Issue #4986, opened 2018-01-26
Accordion children elements receive keyboard focus even when the panel is collapsed


skhattry:
**I'm submitting a ...**  (check one with "x")
```
[x] bug report => Search github for a similar issue or PR before submitting
[ ] feature request => Please check if request is not on the roadmap already https://github.com/primefaces/primeng/wiki/Roadmap
[ ] support request => Please do not submit support request here, instead see http://forum.primefaces.org/viewforum.php?f=35
```

**Current behavior**
The children of a collapsed panel receive keyboard focus.

**Expected behavior**
Items present inside a collapsed accordion panel should not receive keyboard focus.

**Please tell us about your environment:**

* **Angular version:** 2.0.X
4.1.3

* **PrimeNG version:** 2.0.X
4.2.1

* **Browser:** 
Tested on Microsoft Edge and Mozilla Firefox

peaverok:
As of 10.0.03 this is still not fixed. As a federal employee this is crucial for us because of accessibility reasons. This is not how accordions are supposed to function:

[https://www.w3.org/TR/2019/WD-wai-aria-practices-1.2-20191218/#accordion](https://www.w3.org/TR/2019/WD-wai-aria-practices-1.2-20191218/#accordion)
+ + + +
__Directions__.
Your response should be the lines of the entries above that include the string "primefaces".

__Output of the exercise__.
[ ] feature request => Please check if request is not on the roadmap already https://github.com/primefaces/primeng/wiki/Roadmap
[ ] support request => Please do not submit support request here, instead see http://forum.primefaces.org/viewforum.php?f=35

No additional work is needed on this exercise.